Looking beyond the classroom
One of Guan’s most transformative experiences came during a field immersion program in Liangshan Mountain Region, Sichuan Province, one of the underdeveloped regions in China, in the summer of 2023. As team leader, he spent months organizing the program—from designing research plans and coordinating logistics to managing unexpected challenges in the field. The experience taught him how to stay calm under pressure and take responsibility for both the project and his teammates.
But the deeper impact came from what he witnessed.
Traveling through mountainous communities, Guan encountered realities that could never be fully understood through textbooks alone. He saw how difficult terrain shaped everyday life, how national poverty alleviation policies had created new opportunities for local residents, and how challenges such as educational inequality continued to affect rural communities.
For the first time, he began to appreciate the complexity of many real-world problems.
“There are questions that don’t have a single correct answer,” he says. “They require not only rational analysis, but also empathy and understanding.” The experience broadened his perspective beyond academics and strengthened his sense of social responsibility.
Finding a direction
Another turning point came through ShanghaiTech’s international study program, which gave Guan the opportunity to study at the University of California, Berkeley for one semester.

There, he encountered a vibrant academic environment where mathematics, optimization, statistics, and machine learning intersected much deeper. Exposure to new ideas and disciplines helped him connect concepts that had previously seemed separate and revealed research possibilities he had never considered.
Through sustained research training and close mentorship, he gradually developed a more mature understanding of what it means to pursue scientific inquiry.
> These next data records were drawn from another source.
PR #133, opened 2023-05-11
PythonUdfTransform supports default value on exception

Sxnan:

This PR update the `PythonUdfTransform` to support setting a default value when an exception is raised. 

## Brief change log

- PythonUdfTransform supports default value on exception

  - The public API:yes

## Documentation

### DIFF
--- a/python/feathub/feature_views/transforms/python_udf_transform.py
+++ b/python/feathub/feature_views/transforms/python_udf_transform.py
@@ -24,14 +24,52 @@ class PythonUdfTransform(Transformation):
     time.
     """
 
-    def __init__(self, udf: Callable[[pd.Series], Any]) -> None:
+    # TODO: Validate the type of default value with feature type.
+    def __init__(
+        self,
+        udf: Callable[[pd.Series], Any],
+        fail_on_exception: bool = True,
+        value_on_exception: Any = None,
+    ) -> None:
         """
         :param udf: The udf that will be invoked for each row. The input
                           of the udf is a Pandas Series object that represent the
                           row.
+        :param fail_on_exception: Whether to fail the job in case of an exception is
+                                  raised by the udf. If this is false, the
+                                  `value_on_exception` is used in case of exception.
+        :param value_on_exception: If `fail_on_exception` is set to false, this is the
+                              default value of the result when an exception is raised.
         """
         super().__init__()
-        self.udf = udf
+        self.original_udf = udf
+        self.fail_on_exception = fail_on_exception
+        self.value_on_exception = value_on_exception
+
+    @property
+    def udf(self) -> Callable[[pd.Series], Any]:
+        if self.fail_on_exception:
+            return self.original_udf
+
+        return self._wrap_udf_with_value_on_exception(
+            self.original_udf, self.value_on_exception
+        )
+
+    @staticmethod
+    def _wrap_udf_with_value_on_exception(
+        udf: Callable[[pd.Series], Any], default_value: Any
+    ) -> Callable[[pd.Series], Any]:
+        def wrapper(s: pd.Series) -> Any:
+            try:
+                return udf(s)
+            except Exception:
+                return default_value
+
+        return wrapper
 
     def to_json(self) -> Dict:
-        return {"type": "PythonTransform"}
+        return {
+            "type": "PythonUdfTransform",
+            "fail_on_exception": self.fail_on_exception,
+            "value_on_exception": self.value_on_exception,
+        }
--- a/python/feathub/feature_views/transforms/tests/test_python_udf_transform.py
+++ b/python/feathub/feature_views/transforms/tests/test_python_udf_transform.py
@@ -99,3 +99,45 @@ class PythonUDFTransformITTest(ABC, FeathubITTestBase):
         )
 
         assert_frame_equal(expected_result_df, result_df)
+
+    def test_python_udf_with_default_value(self):
+        df_1 = self.input_data.copy()
+        source = self.create_file_source(df_1)
+
+        def raise_on_alex(row: pd.Series) -> str:
+            if row["name"] == "Alex":
+                raise RuntimeError()
+            return row["name"]
+
+        feature_view = DerivedFeatureView(
+            name="feature_view",
+            source=source,
+            features=[
+                Feature(
+                    name="new_name",
+                    dtype=String,
+                    transform=PythonUdfTransform(
+                        raise_on_alex,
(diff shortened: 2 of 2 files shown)


Sxnan:

python/feathub/feature_views/transforms/python_udf_transform.py
```diff
@@ -24,14 +24,48 @@ class PythonUdfTransform(Transformation):
     time.
     """
 
-    def __init__(self, udf: Callable[[pd.Series], Any]) -> None:
+    def __init__(
+        self,
+        udf: Callable[[pd.Series], Any],
+        fail_on_exception: bool = True,
```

Rather than rushing toward quick results, he learned to appreciate the process itself—to ask better questions, refine ideas, and build knowledge patiently over time. The uncertainties that once intimidated him no longer felt like barriers. Instead, they became a natural and even rewarding part of research.
Continuing the journey
In 2026, Guan was honored with the Graduate Excellence Award of ShanghaiTech University. This fall, he will begin his doctoral studies at Northwestern University.
Looking back, he sees his undergraduate years not as a straight path toward a predetermined destination, but as a journey of continuous exploration and self-discovery.
From classrooms to mountain villages, from Shanghai to Berkeley, each experience contributed to a deeper understanding of both the world and himself.
The answers he once sought did not arrive all at once. They emerged gradually through curiosity, perseverance, and the willingness to venture into the unknown.
As he prepares for the next stage of his academic journey, Guan knows that many questions still lie ahead. But he has also learned something equally important: growth is not about finding every answer as quickly as possible. It is about continuing to explore, learn, and move forward with purpose.